Lo stato di guerra fornisce la chiave di interpretazione dell’opuscolo di Liutprando. Vi sono indubbie esagerazioni, sia nel ritratto caricaturale di Niceforo che nella kafkiana rievocazione dell’ambiente. Benedetto Croce, nel 1936, ravvisa nelle parole del vescovo una pagina di “preistoria” del razzismo, ma la pelle scura del “negus” Niceforo, paragonato a un etiope che ci si augura di non incontrare nottetempo, o la purezza dei latini contrapposta alla corruzione dei greci, non riflettono un’ideologia o un clima generale di ostilità e di diffidenza. Simili toni prendono corpo e ragion d’essere in una situazione ben determinata, tant’è che lo stesso Liutprando mostra un approccio diametralmente opposto in un altro precedente opuscolo, l’Antapodosis (“La restituzione”), quando rievoca la missione del 949.
Bisanzio e l’impero d’Occidente erano in rotta per la sovranità sul Mezzogiorno italiano. Su consiglio dello stesso Liutprando, Ottone I aveva sospeso le operazioni militari in Puglia, come segno di buona volontà, e proponeva un’alleanza matrimoniale come pegno di una “pace eterna” tra gli imperi. Niceforo poteva offrire in sposa a suo figlio Ottone II la figlia del defunto imperatore Romano II (959- 963) e della consorte Teofano.

Si trattava però di una proposta inaccettabile già solo da un punto di vista protocollare, perché la principessa era porfirogenita: appena nata, era stata avvolta dai preziosi ed esclusivi tessuti tinti di porpora che erano prerogativa degli eredi di un legittimo sovrano (che aveva a sua volta assunto il potere come erede diretto della dinastia regnante). La principessa non poteva essere quindi data in sposa all’erede di un re qualunque, e tale era Ottone, nonostante la sua ingenua pretesa di essere riconosciuto come imperatore. Una proposta del genere, per essere seriamente vagliata, richiedeva una ingente contropartita: tutta l’Italia, a partire da Ravenna e da Roma, doveva rientrare nell’orbita di Bisanzio. Così si pronunciò un collegio di alti funzionari e di consulenti presieduto dal prefetto Leone, fratello di Niceforo. Liutprando ignorò in blocco una tale follia, glissò sulla vessata questione del titolo imperiale, e controbatté che si era verificato un precedente significativo: ammesso che Ottone sia solo un re, il ben meno potente Pietro, zar dei Bulgari, non poté forse impalmare Maria, la figlia del principe Cristoforo, nel 927? La risposta fu secca e implacabile: era senz’altro vero, “ma Cristoforo non era porfirogenito”. Suo padre, infatti, Romano I Lacapeno (920-944), era salito al trono come co-reggente di fianco al giovane sovrano legittimo (Costantino VII, 913-959).

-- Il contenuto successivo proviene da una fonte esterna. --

Issue #1068, opened 2022-03-28
gccrs crashes when trying to allocate extremely large array


CohenArthur:
Two test cases expose the issue:

- https://github.com/rust-lang/rust/blob/0e4524e5b4a9c5656fef69f532f96eb9959a1803/src/test/ui/consts/issue-66342.rs
- https://github.com/rust-lang/rust/blob/0e4524e5b4a9c5656fef69f532f96eb9959a1803/src/test/ui/consts/issue-66397.rs

The tests make sure that rustc does not actually try to allocate 4 terabytes of memory during compilation and crashes

philberty:
Nice find @dafaust that looks like the correct solution for correctness. There is one caveat but maybe GCC will handle it for us.

```rust
const A:[u8; 4 * 1024 * 1024 * 1024 * 1024] = [0; 4 * 1024 * 1024 * 1024 * 1024];
```

Rustc also fails to handle this case https://godbolt.org/z/TWznxnfon

I think in a const and possibly even in the static context, a memset may not be possible. Though we could probably figure something out but if rustc fails on a const context then we can fail too lol.

bjorn3:
`std::ptr::write_bytes` which lowers to memset for u8/i8 is const unstable.

PR #1087, opened 2022-04-06
Use loop to initialize repeat arrays

dafaust:
This PR changes how we compile initializers for arrays of repeating elements. I use the same approach outlined in the comments of the linked issue, with some tweaks. It is very similar to how the D language front-end compiles, the new function `Gcc_backend::array_initializer` is heavily inspired by the D front-end's `build_array_set`

This fixes the issue where the compiler tries to allocate a vec containing all elements of the array to be constructed, and therefore explodes on huge constructions (e.g. `let x = [0u8; 4 * 1024 * 1024 * 1024 * 1024]`)

However, we can only initialize non-const arrays in this way. For arrays in const contexts we must initialize them at compile time, and therefore continue using the old method.

Fixes: #1068

### DIFF
--- a/gcc/rust/backend/rust-compile-context.h
+++ b/gcc/rust/backend/rust-compile-context.h
@@ -250,6 +250,10 @@ public:
     fn_stack.push_back (fncontext{fn, ret_addr});
   }
   void pop_fn () { fn_stack.pop_back (); }
+
+  bool in_fn () { return fn_stack.size () != 0; }
+
+  // Note: it is undefined behavior to call peek_fn () if fn_stack is empty.
   fncontext peek_fn () { return fn_stack.back (); }
 
   void push_type (tree t) { type_decls.push_back (t); }
@@ -301,6 +305,14 @@ public:
     return pop;
   }
 
+  void push_const_context (void) { const_context++; }
+  void pop_const_context (void)
+  {
+    if (const_context > 0)
+      const_context--;
+  }
+  bool const_context_p (void) { return (const_context > 0); }
+
   std::string mangle_item (const TyTy::BaseType *ty,
 			   const Resolver::CanonicalPath &path) const
   {
@@ -341,6 +353,9 @@ private:
   std::vector<::Bvariable *> var_decls;
   std::vector<tree> const_decls;
   std::vector<tree> func_decls;
+
+  // Nonzero iff we are currently compiling something inside a constant context.
+  unsigned int const_context = 0;
 };
 
 } // namespace Compile
--- a/gcc/rust/backend/rust-compile-expr.cc
+++ b/gcc/rust/backend/rust-compile-expr.cc
@@ -1163,19 +1163,54 @@ CompileExpr::array_copied_expr (Location expr_locus,
   unsigned HOST_WIDE_INT len
     = wi::ext (max - min + 1, precision, sign).to_uhwi ();
 
-  // create the constructor
-  size_t idx = 0;
-  std::vector<unsigned long> indexes;
-  std::vector<tree> constructor;
-  for (unsigned HOST_WIDE_INT i = 0; i < len; i++)
+  // In a const context we must initialize the entire array, which entails
+  // allocating for each element. If the user wants a huge array, we will OOM
+  // and die horribly.
+  if (ctx->const_context_p ())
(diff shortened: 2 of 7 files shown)


gcc/rust/backend/rust-compile-expr.cc
```diff
@@ -1163,6 +1163,36 @@ CompileExpr::array_copied_expr (Location expr_locus,
   unsigned HOST_WIDE_INT len
     = wi::ext (max - min + 1, precision, sign).to_uhwi ();
 
+#if 1
+  // TODO: Somehow check whether we are compiling in a const context, since we
+  //       obviously can't make a loop to init in such cases, and will need to
+  //       allocate/init the array (however large) at compile time...
```
dafaust, line 1169: What would be the best way to check whether we are compiling an array in a `const` item?

CohenArthur: I assume it would probably be by using some form of context information: If we are compiling a constant assignment, `push_context(CONST)`, visit the initializer and then `pop_context()`. I've never touched this part of the codebase so unsure on how all of that maps! This is what we had to do for macro expansion, where you do want specific behavior based on the "parent" of the thing you're currently handling. In that case, you want information about the "parent" which will receive/contain the array you're compiling, in a way

dafaust:
Saving the draft just in case because idk how github works

> This draft PR changes how we compile initializers for arrays of repeating elements. I use the same approach outlined in the comments of the linked issue, with some tweaks. It is very similar to how the D language front-end compiles, the new function `Gcc_backend::array_initializer` is heavily inspired by the D front-end's `build_array_set`
> 
> This fixes the issue where the compiler tries to allocate a vec containing all elements of the array to be constructed, and therefore explodes on huge constructions (e.g. `let x = [0u8; 4 * 1024 * 1024 * 1024 * 1024]`)
> 
> Draft for feedback and because there is one issue yet to resolve - this breaks const eval arrays. In particular, this patch will cause a SEGV when compiling `testsuite/rust/compile/torture/array_const_fold_2.rs`, this can easily be made to not SEGV but the behavior would not be valid for a const expression - we'd emit the same loop initializer to be evaluated at runtime. For reference, the test case in question:
> 
> ```
> const SIZE: usize = 14 + 2;
> const TEST: [i32; SIZE] = [2; SIZE];
> // { dg-warning "unused name" "" { target *-*-* } .-1 }
> ```
> 
> I left the old initializer code in `rust-compile-expr.cc` `#if 0`'d out, I think we will need to use it for const expressions (since it does work for those cases), switching somehow on the context in which we are constructing the array, and bite the bullet that if the user wants a 4TiB array initialized at compile time we will fall over.
> 
> Thoughts/comments/suggestions welcome as always smiley
> 
> Addresses: #1068

gcc/rust/rust-gcc.cc
```diff
@@ -1694,6 +1696,77 @@ Gcc_backend::array_constructor_expression (
   return ret;
 }
 
+// Build insns to create an array, initialize all elements of the array to
+// value, and return it
+tree
+Gcc_backend::array_initializer (tree fndecl, tree block, tree array_type,
```
philberty, line 1702: Can we make an issue to pull this out into rust-tree.h at some point it would be nice to eventually get rid of this abstraction since you have done most of the hard work for it :D

gcc/rust/backend/rust-compile-context.h
```diff
@@ -341,6 +353,9 @@ class Context
   std::vector<::Bvariable *> var_decls;
   std::vector<tree> const_decls;
   std::vector<tree> func_decls;
+
+  // Nonzero iff we are currently compiling something inside a constant context.
+  unsigned int const_context = 0;
```
philberty, line 358: This is great we need to port over from CPP DECL_DECLARED_CONSTEXPR_P which sets a lang_flag bit on all relevant tree's. We might call it the same name but when we are compiling any constants we could set this as well. thanks for doing it

philberty (approved):
LGTM thanks for doing this one. You have also setup the piece we need for DECL_DECLARED_CONSTEXPR_P. We might have to change it to be a stack tracking the current context at some point but that needs some thought.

Un affronto si aggiunse poi all’atteggiamento intransigente di Niceforo. Nell’ennesimo convito a cui dovette partecipare, a Liutprando fu assegnato un posto di second’ordine rispetto all’ambasciatore dei Bulgari. Era la goccia che faceva traboccare il vaso. Non solo lo zar di quel popolo poteva stabilire agevolmente una pace con il sovrano di Bisanzio con tanto di nozze, ma il suo rozzo rappresentante, “rapato, sudicio e cinto di una catena di bronzo”, poteva essere tranquillamente anteposto all’ambasciatore di Ottone. Liutprando abbandonò la tavola e fu rincorso da Leone e da Simone, un funzionario di palazzo. Inviperiti per il suo gesto plateale, si giustificarono adducendo il fatto che gli accordi di pace con lo zar Pietro imponevano di anteporre il messo dei Bulgari al messo di ogni altro popolo, e ingiunsero a Liutprando di rimanere a pranzo, confinato nella mensa riservata ai servitori. Il vescovo di Cremona sopportò il diktat senza battere ciglio, anche perché gli venne servito un capretto davvero squisito, cucinato con maestria, tale da cancellare d’incanto ogni malanimo. Quella pietanza veniva direttamente dalla tavola del “santo” imperatore: è l’unico momento in cui Liutprando ha un moto di riconoscenza e di ammirazione per l’odiato Niceforo.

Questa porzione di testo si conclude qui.